**TASK**
Filter out every line below that lacks "some", and copy the rest.

**DATA RECORDS**
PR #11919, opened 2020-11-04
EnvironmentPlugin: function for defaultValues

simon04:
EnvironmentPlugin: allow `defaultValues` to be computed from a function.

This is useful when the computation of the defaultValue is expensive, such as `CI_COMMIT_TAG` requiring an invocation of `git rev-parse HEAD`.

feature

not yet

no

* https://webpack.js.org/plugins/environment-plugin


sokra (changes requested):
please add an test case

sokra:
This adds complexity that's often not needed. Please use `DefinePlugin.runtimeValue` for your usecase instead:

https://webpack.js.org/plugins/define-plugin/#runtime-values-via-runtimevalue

--

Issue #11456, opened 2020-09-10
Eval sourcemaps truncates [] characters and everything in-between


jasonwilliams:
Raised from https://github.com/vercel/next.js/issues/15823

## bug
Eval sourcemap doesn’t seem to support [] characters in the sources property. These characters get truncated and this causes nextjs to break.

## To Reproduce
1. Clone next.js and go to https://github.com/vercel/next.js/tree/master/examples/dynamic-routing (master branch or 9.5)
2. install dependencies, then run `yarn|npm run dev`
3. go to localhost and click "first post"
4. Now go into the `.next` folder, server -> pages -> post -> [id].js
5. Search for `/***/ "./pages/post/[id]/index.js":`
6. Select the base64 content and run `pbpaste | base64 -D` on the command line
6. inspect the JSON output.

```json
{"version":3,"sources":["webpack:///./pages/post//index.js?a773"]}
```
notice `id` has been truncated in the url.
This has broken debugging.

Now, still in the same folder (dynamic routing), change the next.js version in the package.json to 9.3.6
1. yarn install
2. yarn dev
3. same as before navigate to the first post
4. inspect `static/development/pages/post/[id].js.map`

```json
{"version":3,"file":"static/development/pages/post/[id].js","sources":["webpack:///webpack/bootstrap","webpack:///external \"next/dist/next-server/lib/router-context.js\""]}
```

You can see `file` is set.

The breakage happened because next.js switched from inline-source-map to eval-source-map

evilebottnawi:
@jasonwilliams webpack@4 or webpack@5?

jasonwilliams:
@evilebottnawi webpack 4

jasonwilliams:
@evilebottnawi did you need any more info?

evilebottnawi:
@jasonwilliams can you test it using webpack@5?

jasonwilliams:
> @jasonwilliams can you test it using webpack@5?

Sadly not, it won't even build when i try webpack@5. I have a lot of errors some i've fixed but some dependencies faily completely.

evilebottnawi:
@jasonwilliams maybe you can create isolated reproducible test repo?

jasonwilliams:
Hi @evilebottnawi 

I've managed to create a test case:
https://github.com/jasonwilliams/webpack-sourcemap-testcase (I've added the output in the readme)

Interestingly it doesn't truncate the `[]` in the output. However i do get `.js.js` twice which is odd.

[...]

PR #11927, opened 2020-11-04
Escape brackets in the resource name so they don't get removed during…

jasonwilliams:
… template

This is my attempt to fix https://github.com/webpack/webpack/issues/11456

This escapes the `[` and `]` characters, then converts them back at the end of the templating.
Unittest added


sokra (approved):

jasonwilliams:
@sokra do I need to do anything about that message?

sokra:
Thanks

---

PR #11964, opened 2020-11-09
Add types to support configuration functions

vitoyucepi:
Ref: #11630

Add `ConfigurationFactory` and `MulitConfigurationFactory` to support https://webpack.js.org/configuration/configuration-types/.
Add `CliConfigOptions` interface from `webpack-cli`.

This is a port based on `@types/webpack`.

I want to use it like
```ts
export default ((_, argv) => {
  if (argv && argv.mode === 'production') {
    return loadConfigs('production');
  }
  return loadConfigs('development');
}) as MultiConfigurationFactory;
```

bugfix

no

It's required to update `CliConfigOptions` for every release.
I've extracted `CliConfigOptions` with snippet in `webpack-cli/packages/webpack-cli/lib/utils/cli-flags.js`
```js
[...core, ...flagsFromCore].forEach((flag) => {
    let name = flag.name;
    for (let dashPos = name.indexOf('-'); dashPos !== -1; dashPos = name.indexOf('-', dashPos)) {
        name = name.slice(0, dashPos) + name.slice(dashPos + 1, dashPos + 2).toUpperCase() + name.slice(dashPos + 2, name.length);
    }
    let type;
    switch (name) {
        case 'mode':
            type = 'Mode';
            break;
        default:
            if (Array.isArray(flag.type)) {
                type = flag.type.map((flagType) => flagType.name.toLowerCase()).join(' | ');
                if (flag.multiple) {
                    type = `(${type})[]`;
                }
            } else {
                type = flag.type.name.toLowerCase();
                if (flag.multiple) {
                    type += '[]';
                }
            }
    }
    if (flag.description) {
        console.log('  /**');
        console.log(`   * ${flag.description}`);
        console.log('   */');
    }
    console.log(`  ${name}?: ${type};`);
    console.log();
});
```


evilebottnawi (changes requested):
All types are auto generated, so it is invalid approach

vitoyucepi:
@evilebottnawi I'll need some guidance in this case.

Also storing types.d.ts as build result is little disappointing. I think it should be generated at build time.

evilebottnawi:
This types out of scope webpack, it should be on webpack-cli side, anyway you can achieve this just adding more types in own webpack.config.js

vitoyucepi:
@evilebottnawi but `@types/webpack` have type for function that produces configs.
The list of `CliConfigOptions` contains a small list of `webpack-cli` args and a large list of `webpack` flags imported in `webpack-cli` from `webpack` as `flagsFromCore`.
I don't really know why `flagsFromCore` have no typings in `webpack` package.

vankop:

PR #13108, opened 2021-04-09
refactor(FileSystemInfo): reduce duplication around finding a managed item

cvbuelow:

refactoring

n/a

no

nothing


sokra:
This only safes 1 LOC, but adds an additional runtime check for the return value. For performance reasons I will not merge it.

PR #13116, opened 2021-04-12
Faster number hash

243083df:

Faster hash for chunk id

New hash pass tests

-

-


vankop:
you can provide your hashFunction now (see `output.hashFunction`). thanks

**RESULT OF THIS TASK**
Sadly not, it won't even build when i try webpack@5. I have a lot of errors some i've fixed but some dependencies faily completely.
@evilebottnawi I'll need some guidance in this case.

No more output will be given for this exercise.